§ Work instructions:
Copy the records below word for word. Stop after the line that contains "3. block title".

[Saved entries]
+ + + + +

PR #48, opened 2016-03-25
Refine grammar definition for generic inline/block macro and block title

ProgramFan:
Current language-asciidoc has the following flaws:
1. generic inline macros like `cite:[np]` are not properly reconganized.
2. generic block macros like `bibliography::[]` are not properly reconganized.
3. block title with '-' such as '.Real-world applications' are reconganized as '.Real'.

This pull request fixes the above problems by refine the grammar definition regex. It directly enables syntax highlighting support for asciidoctor-bibtex introduced macros, namely `cite:[key]` and `bibliography::[]`, and fixes block titles with '-' in words.


grammars/asciidoc.cson
```diff
@@ -48,7 +48,7 @@
   # ========================
   #
   {
-    'begin': '^\\.(\\w[\\w ]*\\w)'
+    'begin': '^\\.(\\w.*\\w)'
```
mojavelinux: To be accurate, the first character should be matched as:

```
[^\s.]
```

Which means "not space or period".

There is no need to match a trailing word character. Thus, the whole thing can be shorted to:

```
'begin': '^\\.([^\\s.].*)'
```

mojavelinux:
My understanding is that this change allows short macros (macros with a target) to be matched. Is that a correct assumption? If so, then this change is definitely something we want. It should also allow `toc::[]` and `kbd:[Ctrl,T]` to be matched then.

grammars/asciidoc.cson
ProgramFan: I agree. I am just wonder why the original matches use `\w`. Are there special considerations?

mojavelinux: The plugin began as an MVP and, in the essence of time, the original line
was overly simplified. Now we just need to make it accurate.

ProgramFan:
@mojavelinux Exactly.

ProgramFan:
I have mistakenly created the pull request to merge the master branch, where I also committed some improvements in the snippets, where I changed the header styles and the block deliminaters according to recommanded asciidoc style. If this is not valid for a merge, I can revert these changes.

mojavelinux:
I would prefer if you did these as two separate pull requests. Not only does it allow us to review the changes individually, you also get credit for both changes in the history (two entries).

ProgramFan:
I have made a seperate PR for snippts and clear the CI errors. Would you please review it for possible merge? @mojavelinux

grammars/asciidoc.cson
```diff
@@ -48,7 +48,7 @@
   # ========================
   #
   {
-    'begin': '^\\.(\\w[\\w ]*\\w)'
+    'begin': '^\\.([^\\.\\s].*)'
```
mojavelinux: This should be:

```
'begin': '^\\.[^\\s.].*)'
```

It's not necessary to escape a dot in a character group.

mojavelinux:
I have a minor change request. Once you address that, we can move forward.

ProgramFan:
Done.

mojavelinux:
Thank you!

@nicorikken I think this one is ready to go. Can you review? When you merge, please use "squash and merge" so we get this down to one commit.

nicorikken:
I have merged the current state of this pull-request. I've run some basic tests on the examples given in the documentation and this tread. @ProgramFan can you provide some test-cases which previously failed and with this commit work just fine? In this way the set of tests can be expanded to cover the relevant edge-cases. Either way, thanks for this improvement.

ProgramFan:
I want to, but how can I add it? in the spec?

nicorikken:
You can add specs in the file https://github.com/asciidoctor/atom-language-asciidoc/blob/master/spec/asciidoc-spec.coffee They describe an input line and test the expected outcome styles. You can look at the other specs for inspiration. You can run the specs from the command pallet.

nicorikken:
@ProgramFan I've rebased my PR #46 leaving an improved spec on the block titles. I'd still like some macro tests.

PR #49, opened 2016-03-31
Improve snippets

ProgramFan:
Update snippets to match recommended style from asciidoctor.org


mojavelinux:
:+1: :100:

ProgramFan:
Is it ready for a merge? If not, I am will to make corrections. :smile:

nicorikken:
This section of the plugin is new for me, interesting though. Thanks for improving my editor as well! :+1:

nicorikken:
@ProgramFan I just checked out out your branch, and it works great. Up until now I had never used the snippets, but especially for blocks it can be powerful. I agree with the header commit, because the trailing marks are nasty and unnecessary. Remove the long block separates is great likewise. I'm however not as sure about the Author block. Normally I use the author block in a different way. Can you elaborate on the style? Maybe I'm just doing it wrong :stuck_out_tongue: 
```
= Test document
:Date: 25-03-2016
:Author: Nico Rikken <nico@domain.com>
```
As a sidenote: I just found your other contributions and repo's related to Asciidoc. Great! :+1: Lots of interesting tools to play with in the future. :thought_balloon: { If only I would have used Asciidoc for my graduation paper and report instead of LaTeX }

ProgramFan:
@nicorikken The author block is defined as the optional author and revision line of document title, as defined by asciidoc in http://asciidoctor.org/docs/asciidoc-writers-guide/#the-document-header. It's widely used in asciidoctor.org documents. Your author block style is also valid (it's shall be called 'author' variables instead of author block, though.), but the asciidoctor one is more widely used so better for the snippet.

I am currently using asciidoc for the preperation of technical papers (academic paper, research reports etc, in Computer Science). I find asciidoc much easier than latex. I usually prepare content-ready drafts using asciidoc and convert to latex using asciidoctor-latex or convert to word documents using asciidoctor and pandoc. This indeed saves a lot of time since I do not need to pay attention to formatting issues in the preparation stage. This is why I created asciidoctor-bibtex and contributed to asciidoctor-mathematical. I hope they are useful to you, but just remember that **Content IS THE KING**.

nicorikken:
@ProgramFan Referring to the asciidoctor writers-guide certainly makes sense. Even the Asciidoc user guide explains that the document header like you described, equates to setting the equivalent document attributes. Therefore I agree, focusing on the document header makes sense. So with that out of the way, I opt for this pull request to be accepted as well.

Content certainly is king, that's why I love Asciidoc(tor) so much, it allows me to focus on the content, much more than on the rendering details. In that regard LaTeX isn't much of a markup language. Having BibTeX integration is a nice feature, especially since it allows integration with all the BibTeX tooling.

mojavelinux:
The preferred header style is:

```
= Test document
Nico Rikken <nico@domain.com>
2016-03-25
```

You can use explicit attribute names (author, email and revdate), but the shorthand is what is generally used.

mojavelinux:
I'm ready to merge this. @antonmoiseev do approve the merge?

nicorikken:
@mojavelinux Am I allowed to merge this pull request? I have reviewed and tested it.

mojavelinux:
Yes please.

Now that you are a co-maintainer, you can choose to merge when you think it is time. I generally like to keep pull requests open for review for 1-2 days and get at least one person to do a code review. These are not strict rules, but generally lead to a better outcome.

mojavelinux:
I'm thinking in the future we might want to drop the shorthand down to a single letter plus the delimiter characters. Something like `b==` (which is currently `bl==`). Keep that in mind when you are using this feature and pay attention to what would feel more comfortable.

nicorikken:
@ProgramFan Thanks for the contribution, it has just been merged. You should see it pop up in your editor when we bump up the version number. Although I assume it is part of your editor setup already ;)

ProgramFan:
Thanks for you effort, @nicorikken @mojavelinux. I am glad to contribute, since asciidoctor is such a fatastic tool.

mojavelinux:
Thanks to you both, @ProgramFan and @nicorikken!

PR #51, opened 2016-04-16
fix: bold and italic

### LINKED ISSUE #41: bold in bullet does not highlight correctly
In a bullet like this:

    * Here is some text *now I want bold*.

the highlight begins at the first * and ends at the second *.  The preview, however, is correct.

The highlighter should understand that a * followed by a space at the start of a line is a bullet, unless there is exactly one other * anywhere else in the line. (Assuming no escaped or literal *).

ldez:
Before fix:

before

After fix:

after

Fixes #41 and #9

### DIFF
--- a/grammars/asciidoc.cson
+++ b/grammars/asciidoc.cson
@@ -297,24 +297,24 @@
   'inline':
     'patterns': [
 
-      # Matches bold pharses
+      # Matches bold phrases
       #
       # Examples
       #
       #   *bold phrase*
       {
-        'match': '(?<=^|\\s)(\\*[^\\*]+\\*)'
+        'match': '(?<=^|\\s)(\\*[^ \\*].+?\\*)(?= |\\t|$)'
         'captures':
           '0': 'name': 'markup.bold.asciidoc'
       }
 
-      # Matches italic pharses
+      # Matches italic phrases
       #
       # Examples
       #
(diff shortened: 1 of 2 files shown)


ldez:
Sorry I don't see #9 before create the PR.

mojavelinux:
Are there any tests you don't think are covered by those other pull requests? I would hate to lose good tests. Perhaps we can wait until those are merged, then see what isn't covered at that point.

mojavelinux:
#45 seems to miss this case:

```
*bold *text*
```

mojavelinux:
#47 seems to cover all the italic cases fine. I think #45 just needs to be updated to match the fixes in #47.

nicorikken:
@ldez I haven't yet given this a proper look, but I believe I should. My italic PR #47 turned out to be too greedy, which needs a fix. Furthermore my bold fix #bold #45 is still having some issues in the spec-area. Even though the rendering itselfs seems to be in order :confused:

nicorikken:
@ldez I gave your bold regex a shot, but it fails on special characters outside the asterisks. Please check my progress on #45 for more info.

ldez:
I close this PR.

nicorikken:
Nice testcases though, and added to that I like the grouping using the `describe`. Something to include for the other tests as well.

PR #81, opened 2024-09-24
Add a Text-Based Casino Game for FogOS

ChristopherBrower:
This change introduces a simple text-based casino game where users can bet on dice rolls and win or lose with coins and stuff as currencies.

### changes:
- Added a text-based casino game implementation in `/user/textGame.c`
- Added a basic method for generating random numbers within the program itself.
- Included user input handling for betting, deciding whether to sell or buy stuff, and choosing to leave after each round.
- Display the user's profit (or loss) after the session and how many items they gained (or lost).

### game mechanics
**Gameplay**
- users bet on dice rolls (range from 1-98)
- they win if a 1 or a 2 is rolled
    1. If a 1 is rolled, they get 48 times their bet in coins.
    2. If a 2 is rolled, they get their bet in stuff.
- they lose otherwise

**User Interaction**
- the user is able to sell and buy stuff at different times during the game
- the user is able to leave after each round

**Game Summary**
- upon leaving, a summary of the users profit or loss is printed

### Running the Game

to run this game:
-  add `$U/_textGame` to `UPROGS` in the makefile
- build and run the OS
- run `textGame` from the console

This program is intended to be self-contained, while adding an engaging feature for user entertainment to FogOS.

### DIFF
--- a/.gitignore
+++ b/.gitignore
@@ -15,3 +15,4 @@ mkfs/mkfs
 kernel/kernel
 user/usys.S
 .gdbinit
+.DS_Store
--- a/user/textGame.c
+++ b/user/textGame.c
@@ -169,7 +169,7 @@ int main() {// a reimplementation of a simple casino game I wrote in python a wh
             coins = coins - atoi(responseInput)*50;//decrease money
         }
     }
-    printf("profit was $%d\n",coins-100);
+    printf("profit was $%d\n",coins-initialCoins);
     free(betInput);
     free(responseInput);
     return 0;
--- a/user/textGame.c
+++ b/user/textGame.c
@@ -49,7 +49,6 @@ int shouldBuyStuff(char *responseInput){
 int shouldSellStuff(char *responseInput){
     printf("would you like to sell some of your stuff yes/no\n");
     return getInputAndCompare(responseInput, "yes");
-
 }
 
 void performBuying(int *coinAmount, int *stuffAmount, char *responseInput){
--- a/user/textGame.c
+++ b/user/textGame.c
@@ -56,7 +56,7 @@ int main() {// a reimplementation of a simple casino game I wrote in python a wh
             printf('you have %d things', stuff);
         }
         else{//you lose
-            money=money-atoi(betInput);// lose your bet
+            coins=coins-atoi(betInput);// lose your bet
             printf("you lose");
             
         }
--- a/user/textGame.c
+++ b/user/textGame.c
@@ -8,7 +8,7 @@ int LCG(int prev){// function that generates a psuedorandom number, using the pr
     long a = 0;
     long c = 0;
     long m = 0;
-  return 0;
+  return (a*prev+c)%m;
 }
 int main() {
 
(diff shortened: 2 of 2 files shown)


nestrada2:
I can code review this.

nestrada2:
**Code Review**

- No JavaDoc style documentation.
- All your functions that currently return 0/1, such as `isNonNegativeInt()`, could return a boolean instead. You just have to `#include <stdbool.h>`.
- In `isNonNegativeInt()`, if the first character is a dash, then the if statement in line 22 will catch it because it is already not a digit, so you don't need to have the previous if statement on line 17.
- In `performBuying()` inside the while condition, the `atoi(reponseInput)<0` is redundant because the `!isNonNegativeInt(responseInput)` should already catch if it is a negative number.

**UX/UI Recommendations**

- In the beginning of the game, it doesn’t have a message that specifies how much money we have to bet with but it gives you this error message so it is kind of inconsistent.

<p align="center">
  beginning of game
</p>

- The game's rules are unclear: seeing a game description on the console would be fun. Also, it would be nice to know the odds of winning, the outcome (e.g., what the dice roll was), whether money or stuff is being won, and how much.
- What is "stuff"? It asks the user to buy things, but what they are buying isn't apparent. When the user loses all their money, it asks if they want to sell their stuff, but I'm not sure what stuff I'm selling. Why couldn't I sell some stuff from the beginning?
- The order of the prompts doesn't always make sense; for example, as soon as you sell stuff, it prompts you to buy again. It would be nice to have a menu repeated every turn so you can choose whether to buy, sell, or gamble.
- Provide more information. For example, tell the user from the beginning how much money and stuff they have and how much each of their stuff is worth, or let them know the program will auction off their stuff for a random price. Also, remind them of their balance before each bet is placed, not just after.
- It doesn't always make sure it gets valid input. For example, for the prompt to buy stuff, it treated gibberish as "no.”

<p align="center">
  valid input
</p>

- At the end of the game, it outputs a negative profit and says it gained negative things—Reformat output to state losses instead of negative numbers. Also, show the total remaining money and stuff at the end.

 **High Level Checks**
- [x]  PR fully resolves the task/issue
- [ ]  Does the PR have tests?
- [x]  Does the PR follow project code formatting standards?
- [x]  Does the OS still compile and run?
- [ ]  Is documentation included?

 **Code Checks**
- [x]  Does the code achieve its intended purpose?
- [ ]  Were all edge cases considered?
- [x]  Is the code organized and maintainable?
- [x]  Does the code maintain the same level of performance? (no performance regressions)

abkslm:
I'll review this :)

malensek:
This is a cool idea, it's always fun to play around with unique projects like this.

I had to add the game to your Makefile so it would build.

After playing the game, I had many questions that could only be answered by reading the source code. As Nino stated, it might be good to give the user an idea of what's going on behind the scenes... Say the user knows that they need to roll a 1 or 2 to win anything, otherwise they will lose, then you can also display the number that was rolled. As it is currently, it feels like maybe the casino is just scamming you (I lost every time, and then when I sold the all the stuff I bought for $50 each I made $26 back... :-))

This definitely needs a formatting pass, better documentation for the user (I'm not as worried about the javadoc, it would be good, but many of the functions are fairly self explanatory) and some UI improvements so the user knows what's going on and the bugs Nino pointed out are fixed. => +0.5 to project score.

+ + + + +

§ Reply:
PR #48, opened 2016-03-25
Refine grammar definition for generic inline/block macro and block title

ProgramFan:
Current language-asciidoc has the following flaws:
1. generic inline macros like `cite:[np]` are not properly reconganized.
2. generic block macros like `bibliography::[]` are not properly reconganized.
3. block title with '-' such as '.Real-world applications' are reconganized as '.Real'.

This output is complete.